Work to be completed:
All entries must be given again in full, exactly as they were supplied.

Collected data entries
+++

PR #3697, opened 2024-10-28
feat(featured-item): Styles adapted to support no title use case - FRONT-4669

planctus:
…ONT-4669


emeryro:
If for some weird reasons we have no title and no description, there is the same issue with the link
image
Won't it be better to say that the first element in `ecl-featured-item__item` doesn't get a margin top?

planctus:
yes, it would be probably smarter to deal with the first item but i didn't want to go into a refactoring of it, considering that this "issue" is in place since when we introduced this component, i did not even know whether we had to support this use case, actually.
Now we are also supporting the case of a lonely link but i haven't changed the approach, so the relative styles are targeting that selector specifically in relation to the other selectors in the component.

emeryro (approved):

+++

Task solution:
PR #3697, opened 2024-10-28
feat(featured-item): Styles adapted to support no title use case - FRONT-4669

planctus:
…ONT-4669


emeryro:
If for some weird reasons we have no title and no description, there is the same issue with the link
image
Won't it be better to say that the first element in `ecl-featured-item__item` doesn't get a margin top?

planctus:
yes, it would be probably smarter to deal with the first item but i didn't want to go into a refactoring of it, considering that this "issue" is in place since when we introduced this component, i did not even know whether we had to support this use case, actually.
Now we are also supporting the case of a lonely link but i haven't changed the approach, so the relative styles are targeting that selector specifically in relation to the other selectors in the component.

emeryro (approved):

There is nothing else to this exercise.